> PROBLEM DESCRIPTION: Using the records below, give again exactly the lines from the line that contains "I fixed the" through the line that contains "Cognitive Complexity issue**", both ends included, and only those.

[Dataset entries]

PR #585, opened 2026-09-17
feat(migrate): dynamically adjust concurrency for SonarQube Cloud rate limits (#573)

### LINKED ISSUE #573: Adjust concurrency dynamically to respect SonarQube Cloud rate limiting but also optimize migration speed
This issue only relate to the migrate command when the target is SonarQube Cloud (and eventually to extract when we will allow SQC to SQC migration).

SonarQube Cloud API rate limiting is 8000 API calls/5 minutes/IP
Any attempt above this is rejected with an HTTP code 429.
So rather than pushing the API calls to the limit, it makes more sense to throttle to a pace that will avoid rate limiting.
So:
- [ ] Spread API calls to avoid exceeding 8000 calls/5 min. Limit to 1500 calls/min, as a sliding window. If that limit is reached, wait until the sliding window frees up API calls, then resume
- [ ] Dynamically adjust concurrency to stay close to 1500 calls/min but not exceed that. If the SQC API calls take longer time to execute, increase the number of concurrent API calls. If the API calls are fast, reduce concurrency.
   -  Example 1. Situation where SQC API calls take, in average 200ms. A concurrency of 10 would generate 60 * 10 / 0.2 = 3000 API calls / min. This is too much, concurrency should be reduce to 5, so that the nbr of API calls in the minute is 60 * 5 / 0.2 = 1500 API calls / min
   - Example 2. Situation where SQC API calls take, in average 2s / call. A concurrency of 10 would generate 60 * 10 / 2 = 300 API calls / min. This is too little, the migration will be slower than what is possible, concurrency should be increased to 50, so that the nbr of API calls in the minute is 60 * 50 / 2 = 1500 API calls / min
- [ ] The concurrency should be reevaluated on a very regular basis (every 30 secs) to adjust to shorter or longer API calls durations. When re-evaluate an INFO log should state what is the new API calls concurrency value. 
- [ ] Deprecate the `--concurrency` API for all SonarQube Cloud API calls. When this parameter is used against an SQC (`migrate` or `transfer` command), log a deprecation warning
- [ ] Add a `--api_max_rate_per_min` parameter, to throttle API calls. By default this parameter should be set to `1500`. It can be set to any value between `100` and `1500` (any value outside of this range should trigger a warning and abort the migration tool command)

okorach-sonar:
## Summary

Closes #573.

SonarQube Cloud rate-limits at 8000 API calls/5min/IP (HTTP 429 above that). This adds proactive throttling and self-tuning concurrency for `migrate`/`transfer`/`sync-issues`/`reset` (the SonarQube Cloud-facing commands) instead of relying only on a fixed `--concurrency` worker count and reactive 429 backoff:

- **Sliding-window rate limiter** (`lib/sq-api-go/ratelimiter.go`): a new `throttleTransport` inserted innermost in the HTTP transport chain — wrapping only the base `http.Transport` — so every physical attempt (including retries) is throttled and timed against a configurable calls/min cap.
- **Dynamic concurrency** (`go/internal/migrate/concurrency.go`): `ConcurrencyLimiter` replaces the old `Executor.Sem` capacity-carrier channel. In dynamic mode it recalculates every 30s from a tumbling latency average, targeting the configured rate (`ceil(rate × avgLatency / 60)`, clamped to `[1, 100]`), and logs a DEBUG line on every recalculation. An explicit `--concurrency` still works as a fixed override.
- **New `--api_max_rate_per_min` flag** on `migrate`, `transfer`, `sync-issues`, `reset` — default 1500, valid range `[100, 1500]`, hard-aborts (not clamps) out of range.
- **`--concurrency` deprecation**: logs a warning when explicitly passed against these Cloud targets, but keeps working as a fixed value.
- **Smoke suite**: added `--api_max_rate_per_min` to the tier0 CLI-contract flag table and a `TestTier0_ExitCodeMatrix` case for the out-of-range abort, verified against the real binary.

## Test plan

- [x] `go build ./...` / `go vet ./...` / `go test ./...` pass with zero regressions in both `go/` and `lib/sq-api-go/` modules
- [x] New unit tests: sliding-window limiter (concurrency + context cancellation + httptest-backed latency sampling), concurrency formula/clamp table tests, `ConcurrencyLimiter` dynamic convergence + DEBUG log emission + fixed-mode no-op, CLI `validateAPIMaxRatePerMin` table test, CLI deprecation-warning test
- [x] `go test -tags smoke -run TestTier0` passes, including the new exit-code case
- [ ] Live SonarQube Cloud run to confirm rate limiting holds under real load (not exercised in this environment — no SonarQube Cloud connection available here)


okorach-sonar:
gitar auto-apply:on

mannylee-sonar:
I fixed the two blockers on this PR. I'm not approving or merging. That's for someone else.

**1. Merge conflicts**

I merged main into this branch. That cleared the conflicts in:
- go/cmd/sync_issues.go
- go/cmd/transfer.go
- go/smoke/tier0_cli_test.go
- lib/sq-api-go/options.go

These weren't real conflicts. This branch already had main's #587 change (the --insecure flag), just under a different commit ID. Git saw two different IDs and called it a conflict, even though the code was already the same.

I kept this branch's version in all four files. The result is byte-for-byte the same as before the merge. No behavior changed.

**2. Cognitive Complexity issue**

SonarQube Cloud flagged one function for being too complex: [propagateGlobalsToProjects, complexity 18, limit 15](https://sonarcloud.io/project/issues?id=SonarSource_sonar-migration-tool&pullRequest=585&s=IMPACT_RANK&sinceLeakPeriod=true&issueStatuses=OPEN%2CCONFIRMED&open=AaDBovNEz6wgCEivzDjz).

It had a loop inside a loop. I pulled the inner loop into its own function, enqueuePropagations. Same logic, same result, just split in two. Quality Gate passes now.

**What I checked before pushing:**
- make build: clean
- make test: all pass
- Both tests that cover this exact function: pass
- A real live migration run: zero errors, and I watched concurrency adjust itself live (25 → 16 workers)

This should show as mergeable with a green Quality Gate now.

mannylee-sonar (approved):
Approving this PR.

**What it does**

SonarQube Cloud stops answering after too many API calls in 5 minutes. This PR adds a rate limiter that holds every request under a set cap, plus a concurrency setting that adjusts itself every 30 seconds based on how fast the API is answering.

**Build and tests**

| Check | Result |
|---|---|
| make build | Clean |
| make test | 17 packages, 0 failures |
| lib/sq-api-go tests (separate module) | All pass |
| make smoke-fast | All pass, including the new --api_max_rate_per_min cases |

**Live test 1: juice-shop (small, 7 languages)**

| Metric | Value |
|---|---|
| Duration | 1m16s |
| Errors | 0 |
| Concurrency change | 25 → 16 workers (avg latency 615ms, target 1500/min) |
| Lines of code, source vs target | 34,666 vs 34,666, exact match |

**Live test 2: stress test, 24,000 issues in one run**

| Metric | Value |
|---|---|
| Duration | 1m07s |
| Errors | 0 |
| Rate-limit rejections (HTTP 429) | 0 |
| Concurrency change | 25 → 17 workers (avg latency 642ms, target 1500/min) |
| Issues migrated | 12,000 + 12,000 = 24,000, exact match both sides |
| Lines of code, both projects | 12,240 and 7,320, exact match both sides |

**One old bug found, not caused by this PR**

Running transfer twice on the same project fails on the second run, with a report-ordering error. I checked: this also fails on unchanged main. Not this PR's fault, already on record from an earlier PR review.

**Fixes I pushed to this branch**

- Merged main in to clear the 4 files GitHub reported as conflicting. Not real conflicts, a rebase artifact. No code actually changed as a result.
- Split one function SonarQube Cloud flagged for being too complex (Cognitive Complexity 18, limit 15) into two smaller ones. Quality Gate is green now.

**Bottom line**

Rate limiter and self-adjusting concurrency both work, proven live, at both a small scale and a 24,000-issue scale, with zero errors and zero rate-limit hits either time. Approved.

> COMPLETED EXERCISE:
I fixed the two blockers on this PR. I'm not approving or merging. That's for someone else.

**1. Merge conflicts**

I merged main into this branch. That cleared the conflicts in:
- go/cmd/sync_issues.go
- go/cmd/transfer.go
- go/smoke/tier0_cli_test.go
- lib/sq-api-go/options.go

These weren't real conflicts. This branch already had main's #587 change (the --insecure flag), just under a different commit ID. Git saw two different IDs and called it a conflict, even though the code was already the same.

I kept this branch's version in all four files. The result is byte-for-byte the same as before the merge. No behavior changed.

**2. Cognitive Complexity issue**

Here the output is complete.